(Stored data)
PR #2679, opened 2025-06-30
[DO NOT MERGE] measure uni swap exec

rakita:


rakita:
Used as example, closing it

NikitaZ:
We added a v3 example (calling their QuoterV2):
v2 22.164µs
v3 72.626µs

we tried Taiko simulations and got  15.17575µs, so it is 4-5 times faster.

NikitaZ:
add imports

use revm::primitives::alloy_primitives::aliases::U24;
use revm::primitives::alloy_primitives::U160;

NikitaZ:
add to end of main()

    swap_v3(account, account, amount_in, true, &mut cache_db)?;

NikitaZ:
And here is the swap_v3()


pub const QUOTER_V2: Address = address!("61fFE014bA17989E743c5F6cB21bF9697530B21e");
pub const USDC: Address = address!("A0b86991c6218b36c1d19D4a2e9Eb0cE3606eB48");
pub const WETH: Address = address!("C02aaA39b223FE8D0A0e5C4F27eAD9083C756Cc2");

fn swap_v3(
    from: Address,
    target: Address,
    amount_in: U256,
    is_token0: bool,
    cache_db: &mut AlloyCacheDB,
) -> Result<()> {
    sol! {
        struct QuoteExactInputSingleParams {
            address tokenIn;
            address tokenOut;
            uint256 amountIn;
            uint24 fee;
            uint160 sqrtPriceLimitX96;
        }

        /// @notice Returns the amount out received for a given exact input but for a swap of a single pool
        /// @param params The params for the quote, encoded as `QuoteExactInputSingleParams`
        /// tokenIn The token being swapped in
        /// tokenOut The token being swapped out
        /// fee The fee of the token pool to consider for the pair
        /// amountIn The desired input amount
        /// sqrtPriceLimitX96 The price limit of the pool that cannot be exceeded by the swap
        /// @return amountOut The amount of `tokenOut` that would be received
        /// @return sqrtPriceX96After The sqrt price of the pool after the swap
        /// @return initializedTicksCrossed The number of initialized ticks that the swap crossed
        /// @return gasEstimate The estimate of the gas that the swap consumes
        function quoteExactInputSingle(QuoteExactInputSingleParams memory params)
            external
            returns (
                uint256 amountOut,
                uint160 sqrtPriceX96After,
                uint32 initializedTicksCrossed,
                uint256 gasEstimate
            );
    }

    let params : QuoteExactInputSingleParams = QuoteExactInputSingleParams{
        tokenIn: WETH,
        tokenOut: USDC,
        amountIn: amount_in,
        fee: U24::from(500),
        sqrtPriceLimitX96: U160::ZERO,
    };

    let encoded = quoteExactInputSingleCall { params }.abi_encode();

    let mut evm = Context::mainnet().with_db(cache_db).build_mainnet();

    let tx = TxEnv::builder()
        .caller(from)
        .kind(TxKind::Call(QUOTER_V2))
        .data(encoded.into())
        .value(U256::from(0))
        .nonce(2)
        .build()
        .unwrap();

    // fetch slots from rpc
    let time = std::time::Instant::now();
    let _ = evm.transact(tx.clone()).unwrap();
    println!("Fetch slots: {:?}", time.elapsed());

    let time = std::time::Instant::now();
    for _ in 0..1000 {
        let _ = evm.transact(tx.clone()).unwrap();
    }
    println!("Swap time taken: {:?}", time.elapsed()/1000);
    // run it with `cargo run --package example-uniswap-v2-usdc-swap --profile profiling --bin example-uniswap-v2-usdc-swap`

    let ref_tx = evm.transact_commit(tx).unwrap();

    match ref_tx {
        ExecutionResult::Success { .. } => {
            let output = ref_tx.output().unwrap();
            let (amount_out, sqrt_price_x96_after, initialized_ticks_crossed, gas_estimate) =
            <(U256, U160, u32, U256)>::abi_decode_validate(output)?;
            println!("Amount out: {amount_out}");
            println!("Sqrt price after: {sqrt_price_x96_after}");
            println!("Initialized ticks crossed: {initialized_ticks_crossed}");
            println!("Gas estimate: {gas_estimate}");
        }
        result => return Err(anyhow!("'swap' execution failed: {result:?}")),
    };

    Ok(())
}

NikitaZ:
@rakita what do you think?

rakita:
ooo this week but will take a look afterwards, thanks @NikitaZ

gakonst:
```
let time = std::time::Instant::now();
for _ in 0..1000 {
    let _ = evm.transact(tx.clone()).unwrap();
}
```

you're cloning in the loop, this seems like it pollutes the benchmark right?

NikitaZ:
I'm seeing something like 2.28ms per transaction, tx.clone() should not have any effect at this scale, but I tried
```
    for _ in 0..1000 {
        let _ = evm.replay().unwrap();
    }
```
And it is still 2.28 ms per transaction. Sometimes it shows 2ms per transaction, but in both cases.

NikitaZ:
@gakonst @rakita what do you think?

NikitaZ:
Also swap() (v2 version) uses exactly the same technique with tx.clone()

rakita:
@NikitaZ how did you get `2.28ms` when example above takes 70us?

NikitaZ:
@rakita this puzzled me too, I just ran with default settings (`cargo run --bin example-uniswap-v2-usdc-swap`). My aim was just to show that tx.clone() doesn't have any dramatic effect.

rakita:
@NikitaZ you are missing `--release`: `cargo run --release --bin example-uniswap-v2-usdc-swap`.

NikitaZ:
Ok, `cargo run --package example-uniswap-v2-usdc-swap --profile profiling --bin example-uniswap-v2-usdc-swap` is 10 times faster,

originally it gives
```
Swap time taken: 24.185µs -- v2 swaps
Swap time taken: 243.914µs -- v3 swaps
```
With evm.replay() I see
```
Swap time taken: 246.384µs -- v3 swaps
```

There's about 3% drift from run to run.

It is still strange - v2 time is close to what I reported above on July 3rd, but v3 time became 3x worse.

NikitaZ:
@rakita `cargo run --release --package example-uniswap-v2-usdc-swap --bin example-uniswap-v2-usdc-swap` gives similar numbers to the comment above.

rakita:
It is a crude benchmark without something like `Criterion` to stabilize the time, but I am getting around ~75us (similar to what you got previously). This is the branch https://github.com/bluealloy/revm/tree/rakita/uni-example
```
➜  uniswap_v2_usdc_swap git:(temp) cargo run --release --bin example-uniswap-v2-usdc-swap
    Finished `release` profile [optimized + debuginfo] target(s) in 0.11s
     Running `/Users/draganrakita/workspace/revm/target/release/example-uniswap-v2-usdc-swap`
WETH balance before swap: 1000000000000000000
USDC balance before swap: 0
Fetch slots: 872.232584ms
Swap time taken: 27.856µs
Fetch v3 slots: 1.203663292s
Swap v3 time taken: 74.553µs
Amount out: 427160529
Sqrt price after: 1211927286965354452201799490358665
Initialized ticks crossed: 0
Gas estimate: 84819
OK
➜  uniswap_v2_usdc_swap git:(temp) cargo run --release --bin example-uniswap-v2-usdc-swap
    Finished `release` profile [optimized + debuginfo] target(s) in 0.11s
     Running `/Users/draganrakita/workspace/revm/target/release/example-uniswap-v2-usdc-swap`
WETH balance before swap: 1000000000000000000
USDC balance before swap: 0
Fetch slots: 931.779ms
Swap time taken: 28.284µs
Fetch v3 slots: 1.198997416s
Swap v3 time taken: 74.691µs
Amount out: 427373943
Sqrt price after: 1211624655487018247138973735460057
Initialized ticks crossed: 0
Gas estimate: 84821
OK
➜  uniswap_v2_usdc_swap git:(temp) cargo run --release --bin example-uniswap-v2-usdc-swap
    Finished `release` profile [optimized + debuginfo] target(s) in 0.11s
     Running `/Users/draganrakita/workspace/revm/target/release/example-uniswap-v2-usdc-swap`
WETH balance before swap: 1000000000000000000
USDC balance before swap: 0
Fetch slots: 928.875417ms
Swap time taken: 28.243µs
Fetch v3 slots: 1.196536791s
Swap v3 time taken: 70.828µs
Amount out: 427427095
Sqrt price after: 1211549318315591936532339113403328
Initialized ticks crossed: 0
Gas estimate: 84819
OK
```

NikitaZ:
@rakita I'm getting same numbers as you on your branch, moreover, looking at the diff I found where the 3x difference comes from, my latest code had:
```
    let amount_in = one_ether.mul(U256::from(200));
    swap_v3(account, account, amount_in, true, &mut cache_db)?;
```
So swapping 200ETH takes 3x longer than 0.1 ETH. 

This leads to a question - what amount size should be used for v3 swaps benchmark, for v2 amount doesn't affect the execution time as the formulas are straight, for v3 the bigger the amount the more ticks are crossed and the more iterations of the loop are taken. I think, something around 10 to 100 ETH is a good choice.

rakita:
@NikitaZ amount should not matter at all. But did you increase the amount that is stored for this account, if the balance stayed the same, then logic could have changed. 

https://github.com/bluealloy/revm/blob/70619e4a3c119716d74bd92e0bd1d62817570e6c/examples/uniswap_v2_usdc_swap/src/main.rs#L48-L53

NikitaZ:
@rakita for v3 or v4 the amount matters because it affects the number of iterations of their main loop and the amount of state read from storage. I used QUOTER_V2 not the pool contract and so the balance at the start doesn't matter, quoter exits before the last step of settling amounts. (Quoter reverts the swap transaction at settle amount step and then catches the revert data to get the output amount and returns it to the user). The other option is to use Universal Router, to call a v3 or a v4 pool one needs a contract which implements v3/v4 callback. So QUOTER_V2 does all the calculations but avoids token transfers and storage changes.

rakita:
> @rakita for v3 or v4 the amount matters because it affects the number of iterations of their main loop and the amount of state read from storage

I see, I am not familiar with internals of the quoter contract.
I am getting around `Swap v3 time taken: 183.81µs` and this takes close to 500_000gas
--
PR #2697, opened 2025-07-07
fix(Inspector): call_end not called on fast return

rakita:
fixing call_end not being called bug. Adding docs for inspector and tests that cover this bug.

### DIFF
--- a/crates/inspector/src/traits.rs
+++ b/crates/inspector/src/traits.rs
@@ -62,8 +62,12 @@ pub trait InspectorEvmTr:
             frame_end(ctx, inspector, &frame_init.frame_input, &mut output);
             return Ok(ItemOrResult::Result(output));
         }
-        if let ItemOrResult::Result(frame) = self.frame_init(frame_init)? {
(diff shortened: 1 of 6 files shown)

**TASK TO CARRY OUT**
Search the records for the word "tokenOut". Copy every line that has it.

**ANSWER SECTION**
            address tokenOut;
        /// tokenOut The token being swapped out
        /// @return amountOut The amount of `tokenOut` that would be received
        tokenOut: USDC,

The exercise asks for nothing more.